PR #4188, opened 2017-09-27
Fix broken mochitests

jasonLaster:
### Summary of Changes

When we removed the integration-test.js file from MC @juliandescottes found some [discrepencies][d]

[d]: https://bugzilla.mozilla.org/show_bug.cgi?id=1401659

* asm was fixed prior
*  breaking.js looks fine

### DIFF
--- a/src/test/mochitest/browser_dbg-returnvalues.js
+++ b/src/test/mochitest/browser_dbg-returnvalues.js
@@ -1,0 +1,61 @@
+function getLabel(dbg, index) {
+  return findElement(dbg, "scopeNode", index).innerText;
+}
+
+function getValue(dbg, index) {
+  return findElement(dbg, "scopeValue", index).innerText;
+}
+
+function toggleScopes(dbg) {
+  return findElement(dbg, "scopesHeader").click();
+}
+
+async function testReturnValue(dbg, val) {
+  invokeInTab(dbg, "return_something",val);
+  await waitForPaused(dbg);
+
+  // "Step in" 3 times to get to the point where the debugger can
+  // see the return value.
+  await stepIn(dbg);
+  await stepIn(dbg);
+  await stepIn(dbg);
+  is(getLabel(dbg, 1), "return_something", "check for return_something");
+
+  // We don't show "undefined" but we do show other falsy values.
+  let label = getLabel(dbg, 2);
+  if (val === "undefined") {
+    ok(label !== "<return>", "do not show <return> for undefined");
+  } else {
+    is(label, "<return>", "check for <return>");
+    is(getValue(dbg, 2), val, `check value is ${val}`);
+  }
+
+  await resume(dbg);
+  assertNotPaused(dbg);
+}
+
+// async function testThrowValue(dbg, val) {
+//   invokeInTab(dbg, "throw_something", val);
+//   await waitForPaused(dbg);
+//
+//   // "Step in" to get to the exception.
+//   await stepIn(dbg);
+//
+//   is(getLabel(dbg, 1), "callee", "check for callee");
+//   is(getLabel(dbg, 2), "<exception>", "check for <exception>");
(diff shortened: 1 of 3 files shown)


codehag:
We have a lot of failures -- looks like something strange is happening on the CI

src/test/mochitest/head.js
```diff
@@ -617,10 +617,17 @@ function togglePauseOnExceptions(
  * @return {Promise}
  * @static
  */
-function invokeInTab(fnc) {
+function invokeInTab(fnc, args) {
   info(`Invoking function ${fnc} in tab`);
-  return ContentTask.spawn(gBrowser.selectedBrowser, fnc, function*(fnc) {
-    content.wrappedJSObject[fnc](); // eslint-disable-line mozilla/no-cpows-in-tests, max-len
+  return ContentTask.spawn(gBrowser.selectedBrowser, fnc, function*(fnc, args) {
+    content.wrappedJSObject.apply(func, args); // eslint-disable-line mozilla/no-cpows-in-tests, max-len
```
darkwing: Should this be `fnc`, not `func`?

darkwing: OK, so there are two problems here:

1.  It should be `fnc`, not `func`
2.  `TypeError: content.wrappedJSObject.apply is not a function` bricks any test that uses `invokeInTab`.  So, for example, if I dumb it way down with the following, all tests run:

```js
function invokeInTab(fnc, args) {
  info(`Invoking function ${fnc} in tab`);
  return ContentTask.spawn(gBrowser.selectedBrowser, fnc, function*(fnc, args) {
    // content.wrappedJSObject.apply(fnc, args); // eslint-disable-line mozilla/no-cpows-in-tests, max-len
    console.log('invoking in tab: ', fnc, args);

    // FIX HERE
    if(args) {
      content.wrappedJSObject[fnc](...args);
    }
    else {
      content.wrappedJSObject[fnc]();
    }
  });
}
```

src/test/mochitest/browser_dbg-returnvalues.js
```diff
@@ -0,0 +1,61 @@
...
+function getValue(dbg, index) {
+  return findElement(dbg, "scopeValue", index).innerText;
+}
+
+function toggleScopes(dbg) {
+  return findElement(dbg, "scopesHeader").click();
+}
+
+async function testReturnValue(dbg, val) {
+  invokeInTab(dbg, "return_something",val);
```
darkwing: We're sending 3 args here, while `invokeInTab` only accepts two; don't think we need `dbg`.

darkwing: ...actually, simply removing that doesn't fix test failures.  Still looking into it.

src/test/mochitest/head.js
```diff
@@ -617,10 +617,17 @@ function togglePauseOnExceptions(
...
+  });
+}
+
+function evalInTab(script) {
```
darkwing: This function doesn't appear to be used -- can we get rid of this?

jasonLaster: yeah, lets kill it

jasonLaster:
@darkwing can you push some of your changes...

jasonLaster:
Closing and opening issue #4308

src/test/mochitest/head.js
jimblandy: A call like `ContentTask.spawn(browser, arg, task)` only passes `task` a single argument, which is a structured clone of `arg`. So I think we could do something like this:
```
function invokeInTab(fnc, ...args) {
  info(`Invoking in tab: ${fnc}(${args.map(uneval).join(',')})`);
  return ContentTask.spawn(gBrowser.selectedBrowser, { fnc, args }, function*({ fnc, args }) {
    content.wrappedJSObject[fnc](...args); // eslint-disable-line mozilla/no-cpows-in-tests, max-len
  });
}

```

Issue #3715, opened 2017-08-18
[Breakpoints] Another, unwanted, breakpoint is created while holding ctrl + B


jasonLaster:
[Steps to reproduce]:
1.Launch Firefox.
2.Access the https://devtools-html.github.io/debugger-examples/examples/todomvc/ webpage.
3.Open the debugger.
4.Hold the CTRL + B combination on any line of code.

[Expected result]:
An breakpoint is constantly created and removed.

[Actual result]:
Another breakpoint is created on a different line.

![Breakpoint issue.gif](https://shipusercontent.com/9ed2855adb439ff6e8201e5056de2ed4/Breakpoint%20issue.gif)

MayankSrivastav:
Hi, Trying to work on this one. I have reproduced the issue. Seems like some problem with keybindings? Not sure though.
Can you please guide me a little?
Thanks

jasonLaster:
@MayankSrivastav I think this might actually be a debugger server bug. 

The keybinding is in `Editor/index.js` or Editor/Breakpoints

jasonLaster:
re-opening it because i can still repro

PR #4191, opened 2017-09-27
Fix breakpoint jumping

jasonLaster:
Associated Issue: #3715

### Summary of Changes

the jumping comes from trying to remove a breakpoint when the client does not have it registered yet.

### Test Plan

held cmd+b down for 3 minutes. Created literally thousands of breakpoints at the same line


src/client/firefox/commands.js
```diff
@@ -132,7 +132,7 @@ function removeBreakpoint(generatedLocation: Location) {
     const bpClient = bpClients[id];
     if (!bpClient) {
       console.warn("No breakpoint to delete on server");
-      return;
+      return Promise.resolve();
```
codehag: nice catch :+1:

Task instructions:
Return all lines of the material above in which "that" occurs.

Exercise solution:
2.  `TypeError: content.wrappedJSObject.apply is not a function` bricks any test that uses `invokeInTab`.  So, for example, if I dumb it way down with the following, all tests run:
darkwing: ...actually, simply removing that doesn't fix test failures.  Still looking into it.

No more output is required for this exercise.